Day 54 – 26th May, 2022

Today, I’ve decided to walk some of the Regent’s Canal. I could have caught the London Underground directly to somewhere like St. Pancras. Instead, I decided to take an around about way. I made my way to Aldgate London Underground station and caught a train to Finchley Road station. A short walk up Finchley Road, I came to Finchley Road & Frognal station. This station serves both the London Underground and the London Overground. I entered the station and caught a train to Camden Road.

Finchley Road & Frognal (10:02)
London Overground
0:09 (212:52)
Camden Road (10:11)
2N18
4.3 km (19670.4 km)

Even though the distance is only just over 4 kilometres distance between Finchley Road & Frognal and Camden Road, it still took just shy of 10 minutes. This can be due to three station stops between them. The train is a class 378. In line with most trains serving suburban London, they have longitudinal seating. This is to allow as much capacity as possible.

Leaving Camden Road station, it was only about 100 metres to the Regent’s Canal. As it was an overcast day, it wasn’t too bad. No direct sunlight to contend with.

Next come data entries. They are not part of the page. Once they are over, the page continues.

PR #2819, opened 2025-07-24
Add verify-docs to root Makefile's verify target

rzetelskik:
**Description of your changes:** Add docs' Makefile `verify` target to the root's Makefile `verify` to have a single target verifying both the code and the docs.

Resolves #

/kind machinery
/priority important-longterm


rzetelskik:
:facepalm: poetry is not in the image

Issue #2816, opened 2025-07-23
[Flake] Scylla Manager integration should register cluster, sync repair tasks, and delete them [It] when manager integration is disabled


rzetelskik:
### Link to the job that flaked.

https://prow.scylla-operator.scylladb.com/view/gs/scylla-operator-prow/pr-logs/pull/scylladb_scylla-operator/2811/pull-scylla-operator-master-e2e-gke-parallel-clusterip/1947984117425508352#1:test-build-log.txt%3A3222

### Snippet of what failed.

```
  [FAILED] Timed out after 600.001s.
  The function passed to Eventually failed at github.com/scylladb/scylla-operator/test/e2e/utils/verification/scylladbmanager.go:26 with:
  Repair task is not done, status: "3fce3cbc-64c8-4b06-9fa9-1f6c58aa872f", cause: "ERROR".%!(EXTRA string=see more errors in logs: master 10.73.250.46 keyspace tqnk7g4z table test command 0: get tablet repair task status: agent [HTTP 400] task with id a62e2540-67bc-11f0-ab5f-eac489cfe6c2 not found)
  Expected
      <string>: ERROR
  to equal
      <string>: DONE
  In [It] at: github.com/scylladb/scylla-operator/test/e2e/set/scyllacluster/scyllamanager.go:294 @ 07/23/25 12:10:37.817
```

rzetelskik:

The Regent’s Canal, Near Camden Road.

A short walk along, I realised I wasn’t the only one enjoying the day on the canal.

Geese.

Of course, I wasn’t the only human. As this is pretty much Central London, the towpath by the canal is very heavily used by people walking, running or riding bicycles. As the towpath can be narrow in places, particularly under bridges, it’s generally considered good manners to let oncoming people by if they’re faster than one who may be dawdling (like myself!). After walking for about ten minutes, I found myself at St. Pancras Basin. I decided to stop here for an hour or two, watching the traffic go by, whether it be on foot, wheels, water or across the railway bridge nearby.

Narrowboats.
St. Pancras Lock.
Gasholder Park.
New flats built inside the framework of the old gas holders.
Narrowboats await their turn to enter the lock, while a Eurostar e300 crosses the railway bridge to (or from) London St. Pancras International.
A narrowboat cleared to enter the lock.
Narrowboats exiting St. Pancras Lock.

After spending a couple of hours by the canal, I decided it was time to go and get lunch. I walked down to London St. Pancras and dropped into a pub. I ordered a pizza and a pint of cider. After lunch, I decided I’d try out some more of the Elizabeth Line. I caught the London Underground to London Liverpool Street and walked the passageways to the Elizabeth Line platforms.

A passageway to the Elizabeth Line platforms.
Down the escalator.
Train at the station.

I hopped on a train to Abbey Wood.

London Liverpool Street (14:13)
Elizabeth Line
0:19 (213:11)
Abbey Wood (14:32)
Unknown
16.1 km (19686.5 km)
Inside a class 345.

The trip takes about 20 minutes from London Liverpool Street to Abbey Wood, stopping at a few stations along the way. The line is not fully open, yet, though. To travel from London Paddington to either Heathrow or Reading, a change is required. A change is also required to travel from London Liverpool Street to Shenfield. The remaining sections should be open in their entirety by mid-2023.

Abbey Wood station.
Train arriving at Abbey Wood.
Abbey Wood station entrance.

After checking out the station, I hopped on a train one station back to Woolwich.

Abbey Wood (15:07)
Elizabeth Line
0:07 (213:18)
Woolwich (15:14)
Unknown
3.4 km (19689.9 km)
Woolwich station.

I didn’t know how much further back down the line I’d go. I did want to exit the station and take a look around though.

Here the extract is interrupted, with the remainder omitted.